- [What to do]:
Restate word for word the lines of the data below, from the first through the one that has "If coordinate change".

[Stored entries]
PR #687, opened 2022-06-03
fix: prevent click works even when input is disabled

malangfox:
## Details
Fixed the issue that next click did not work when moving the Flicking using `moveTo` after `disableInput`.

`disableInput` disables PanInput, so setting `dragged` to `false` when `hold` is made in `PanInput` no longer occurs.
If coordinate change is made in Axes using `moveTo` while `PanInput` is disabled, `dragged` becomes `true`, but `hold` does not occur in PanInput at the next click.

[Example of onClick not working after using moveTo by button while input is disabled.](https://codepen.io/malangfox/pen/zYRawpb) To check this error, click a Panel once, and click Next button, and click a Panel.

Since `PanInput` is used in Flicking for dragging gesture, we should set `dragged` to `true` only when `PanInput` is enabled.

### DIFF
--- a/src/control/AxesController.ts
+++ b/src/control/AxesController.ts
@@ -368,7 +368,7 @@ class AxesController {
   };
 
   private _onAxesChange = () => {
-    this._dragged = true;
+    this._dragged = !!this._panInput?.isEnabled() && true;
   };
 
   private _preventClickWhenDragged = (e: MouseEvent) => {
--- a/src/control/AxesController.ts
+++ b/src/control/AxesController.ts
@@ -368,7 +368,7 @@ class AxesController {
   };
 
   private _onAxesChange = () => {
-    this._dragged = !!this._panInput?.isEnabled() && true;
+    this._dragged = !!this._panInput?.isEnabled();
   };
 
   private _preventClickWhenDragged = (e: MouseEvent) => {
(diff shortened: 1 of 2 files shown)


src/control/AxesController.ts
```diff
@@ -368,7 +368,7 @@ class AxesController {
   };
 
   private _onAxesChange = () => {
-    this._dragged = true;
+    this._dragged = !!this._panInput?.isEnabled() && true;
```
WoodNeck, line 371: How about checking it with properties like `this._state.holding` or `isTrusted` property of the Axes event?
Adding more inputs like WheelInput can break this.

malangfox: Since we are blocking the click event through the `preventClickOnDrag` option,
I don't think there's any need to prevent click event when we move Panel with Wheel or MoveKey etc.

WoodNeck: That makes sense 👍

WoodNeck (approved):
LGTM

src/control/AxesController.ts
malangfox: Aside from that, `&& true` was removed because it looked unnecessary.

daybrush (approved):
LGTM

PR #701, opened 2022-07-07
fix: panelsPerView not working with adaptive

malangfox:
## Details
If you use the `panelsPerView` option in horizontal flicking, the height of all panels is also internally made to be the same as the first panel.

This causes invalid behavior at the `adaptive` option that resizes the viewport via the Panel’s height.

[Demo - adaptive option not working](https://codesandbox.io/s/adaptive-flicking-ilvxyr?file=/src/App.vue)

Also, when using the `bound` option with `panelsPerView`, the incorrectly calculated size will cause an error when moving the Panel.

[Demo - panelsPerView option causing error](https://codesandbox.io/s/panelsperview-flicking-error-k9ef7h?file=/src/App.vue)

This fixes both by modifying the behavior to resize all Panels instead of just the first one and using it for resizing all.

### DIFF
--- a/src/renderer/Renderer.ts
+++ b/src/renderer/Renderer.ts
@@ -494,17 +494,19 @@ abstract class Renderer {
     const panelSizeObj = flicking.horizontal
       ? { width: panelSize }
       : { height: panelSize };
-    const firstPanelSizeObj = {
-      size: panelSize,
-      height: referencePanel.height,
-      margin: referencePanel.margin
-    };
 
-    if (!flicking.noPanelStyleOverride) {
+    if (flicking.noPanelStyleOverride) {
+      const firstPanelSizeObj = {
+        size: panelSize,
+        height: referencePanel.height,
+        margin: referencePanel.margin
+      };
+      flicking.panels.forEach(panel => panel.resize(firstPanelSizeObj));
+    } else {
       this._strategy.updatePanelSizes(flicking, panelSizeObj);
+      flicking.panels.forEach(panel => panel.resize());
     }
 
-    flicking.panels.forEach(panel => panel.resize(firstPanelSizeObj));
   }
 
   protected _removeAllChildsFromCamera() {
--- a/test/manual/adaptive.html
+++ b/test/manual/adaptive.html
@@ -1,0 +1,80 @@
+<!DOCTYPE html>
+<html lang="en">
+<style>
+  * {
+    box-sizing: border-box;
+  }
+
+  #app {
+    font-family: "Avenir", Helvetica, Arial, sans-serif;
+    -webkit-font-smoothing: antialiased;
+    -moz-osx-font-smoothing: grayscale;
+    text-align: center;
+    color: #2c3e50;
+    margin-top: 60px;
+    background: #F2F4F7;
+    width: 600px;
+    margin-left: auto;
+    margin-right: auto;
+  }
+
+  .flicking-viewport {
+  transition: height 500ms;
+}
+  .panel {
+    background: #D7E6FF;
+    padding: 40px;
+    margin-right: 20px;
+  }
+
+.long {
+  height: 300px;
+}
+
+.short {
+  height: 150px;
+}
+
+.flicking-container {
+  padding: 10px 0;
+}
+
+</style>
+
+<head>
+  <meta name="viewport"
+    content="width=device-width,initial-scale=1.0,maximum-scale=1.0,minimum-scale=1.0,user-scalable=no">
+  <meta charset="utf-8">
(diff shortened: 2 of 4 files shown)


src/renderer/Renderer.ts
```diff
@@ -494,17 +494,19 @@ abstract class Renderer {
...
+    if (flicking.noPanelStyleOverride) {
+      const firstPanelSizeObj = {
+        size: panelSize,
+        height: referencePanel.height,
+        margin: referencePanel.margin
+      };
+      flicking.panels.forEach(panel => panel.resize(firstPanelSizeObj));
+    } else {
       this._strategy.updatePanelSizes(flicking, panelSizeObj);
+      flicking.panels.forEach(panel => panel.resize());
```
WoodNeck, line 507: As `panelsPerView` restricts all panels to have the same size, we can improve the initialization performance by calculating the panel size of only one element.

If you resize all the panels like this, panels will calculate the sizes of all elements.
In that case, `panelsPerView` has no meaning as the user can restrict the panel size not by option but by CSS.

Please change this to calculate the `height` of the element only, also consider the option `horizontal` while doing that.

WoodNeck (changes requested):

src/core/panel/Panel.ts
```diff
@@ -321,7 +321,13 @@ class Panel {
...
       this._size = cached.size;
       this._margin = { ...cached.margin };
-      this._height = cached.height;
+      this._height = horizontal ? getElementSize({
+        el,
+        horizontal: false,
+        useFractionalSize,
+        useOffset: true,
+        style: getStyle(el)
+      }) : cached.height;
```
WoodNeck, line 330: This affects all other cases not using `panelsPerView`, this should be reverted.
Or, you should check whether to calculate the height by `cached.height` not `horizontal`

src/renderer/Renderer.ts
malangfox: Considering that calculating the height through every element style has a direct impact on performance,
it seems appropriate to use a cached panel as much as possible, but change it to calculate the height only when it is horizontal.

src/core/panel/Panel.ts
```diff
@@ -321,7 +321,13 @@ class Panel {
     if (cached) {
       this._size = cached.size;
       this._margin = { ...cached.margin };
-      this._height = cached.height;
+      this._height = horizontal ? getElementSize({
```
daybrush, line 324: Is it okay to check only when it is horizontal?

daybrush (approved):
LGTM

src/core/panel/Panel.ts
WoodNeck: `horiztontal` I meant on the previous comment was to update height only when using `panelsPerView` and `horizontal: true` as when `horitzontal: false` all panels will use all same heights.

WoodNeck (changes requested):

src/core/panel/Panel.ts
malangfox: Currently it seems `cached` is passed to `resize` only via `updatePanelSizeByGrid` when `panelsPerView` is greater than 0.
However considering the purpose of `resize`, it seems better to determine whether to include `height` in `firstPanelSizeObj` in `updatePanelSizeByGrid`.

src/renderer/Renderer.ts
```diff
@@ -496,8 +496,8 @@ abstract class Renderer {
       : { height: panelSize };
     const firstPanelSizeObj = {
       size: panelSize,
-      height: referencePanel.height,
-      margin: referencePanel.margin
+      margin: referencePanel.margin,
+      ...(!flicking.horizontal && { height: referencePanel.height} )
```
WoodNeck, line 500: Wrong spaces here
```js
 ...(!flicking.horizontal && { height: referencePanel.height })
```

src/core/panel/Panel.ts
```diff
@@ -321,13 +321,13 @@ class Panel {
     if (cached) {
       this._size = cached.size;
       this._margin = { ...cached.margin };
-      this._height = horizontal ? getElementSize({
+      this._height = cached.height ? cached.height : getElementSize({
```
WoodNeck, line 324: This can result in a recalculation of height when `cached.height` equals 0.
Please use `??` instead

malangfox: I think `??` may have issues with Flicking's browser compatibility.
There is "IE 9+(With polyfill), 11+ for Angular & Svelte" in supported browsers, [but it looks like we won't be able to use ?? in these versions.](https://caniuse.com/?search=%3F%3F)

Issue #702, opened 2022-07-07
SnapControl throws an error when bound is true under certain circumstances.


malangfox:
## Description
![image](https://user-images.githubusercontent.com/13797320/177722552-cdb6f24d-45ad-4218-af89-b3d8207c4518.png)

In some circumstances when `bound` is set to true, Flicking throws an error and doesn't seem to snap properly.

## Steps to check or reproduce
https://codepen.io/malangfox/pen/bGvEarp

PR #703, opened 2022-07-08
fix: bound option causing error when using with specific panel width

malangfox:
## Issue
#702 

## Details
When the width of each panel is less than 33% of the viewport, using the SnapControl and `bound` options together will cause an error.

We use [`findActiveAnchor`](https://github.com/naver/egjs-flicking/blob/master/src/camera/Camera.ts#L394-L399) in `moveToPosition` of SnapControl.
However ` find(this._anchors, anchor => anchor.panel.index === activeIndex)` can return `null` depending on the panel index of the anchors. This throws `POSITION_NOT_REACHABLE` error that makes SnapControl not working.

By default, [Flicking's `defaultIndex` is 0.](https://github.com/naver/egjs-flicking/blob/master/src/Flicking.ts#L799)  Also Flicking [sets the initial panel](https://github.com/naver/egjs-flicking/blob/master/src/Flicking.ts#L1505) to this 0th panel.
When the width of each panel is less than 33% of the viewport, the anchor with the 0th panel may not exist.

image

This makes the center of the viewport to the anchor of the 0th Panel. This situation does not reproduce an error.

image

This makes the center of the viewport to the anchor of the first Panel. This situation causes error because the panel with the first anchor point has an index of 1, so there is no anchor with the 0th panel.

The 0th panel may never be selected depending on the width of the panels. We should apply this situation to Flicking's initialization process as well.

This changes `initialPanel` if the Panel index of the `nearestAnchor` is different from the index of the `initialPanel` when Flicking is initialized.

### DIFF
--- a/src/Flicking.ts
+++ b/src/Flicking.ts
@@ -1502,11 +1502,12 @@ class Flicking extends Component<FlickingEvents> {
     const renderer = this._renderer;
     const control = this._control;
     const camera = this._camera;
-    const initialPanel = renderer.getPanel(this._defaultIndex) || renderer.getPanel(0);
+    const defaultPanel = renderer.getPanel(this._defaultIndex) || renderer.getPanel(0);
 
-    if (!initialPanel) return;
+    if (!defaultPanel) return;
 
-    const nearestAnchor = camera.findNearestAnchor(initialPanel.position);
+    const nearestAnchor = camera.findNearestAnchor(defaultPanel.position);
+    const initialPanel = (nearestAnchor && defaultPanel.index !== nearestAnchor?.panel.index) ? nearestAnchor.panel : defaultPanel;
     control.setActive(initialPanel, null, false);
 
     if (!nearestAnchor) {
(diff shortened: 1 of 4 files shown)


src/Flicking.ts
```diff
@@ -1502,11 +1502,12 @@ class Flicking extends Component<FlickingEvents> {
...
     const camera = this._camera;
-    const initialPanel = renderer.getPanel(this._defaultIndex) || renderer.getPanel(0);
+    const defaultPanel = renderer.getPanel(this._defaultIndex) || renderer.getPanel(0);
 
-    if (!initialPanel) return;
+    if (!defaultPanel) return;
 
-    const nearestAnchor = camera.findNearestAnchor(initialPanel.position);
+    const nearestAnchor = camera.findNearestAnchor(defaultPanel.position);
+    const initialPanel = (nearestAnchor && defaultPanel.index !== nearestAnchor?.panel.index) ? nearestAnchor.panel : defaultPanel;
```
WoodNeck, line 1510: Is `?` needed after `nearestAnchor`?
I mean, shouldn't the condition be
```js
(nearestAnchor && defaultPanel.index !== nearestAnchor.panel.index)
```

WoodNeck (approved):
LGTM

src/Flicking.ts
malangfox: Your comment is right. The unnecessary ? has been removed.

daybrush (approved):
LGTM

- [Task result]:
PR #687, opened 2022-06-03
fix: prevent click works even when input is disabled

malangfox:
## Details
Fixed the issue that next click did not work when moving the Flicking using `moveTo` after `disableInput`.

`disableInput` disables PanInput, so setting `dragged` to `false` when `hold` is made in `PanInput` no longer occurs.
If coordinate change is made in Axes using `moveTo` while `PanInput` is disabled, `dragged` becomes `true`, but `hold` does not occur in PanInput at the next click.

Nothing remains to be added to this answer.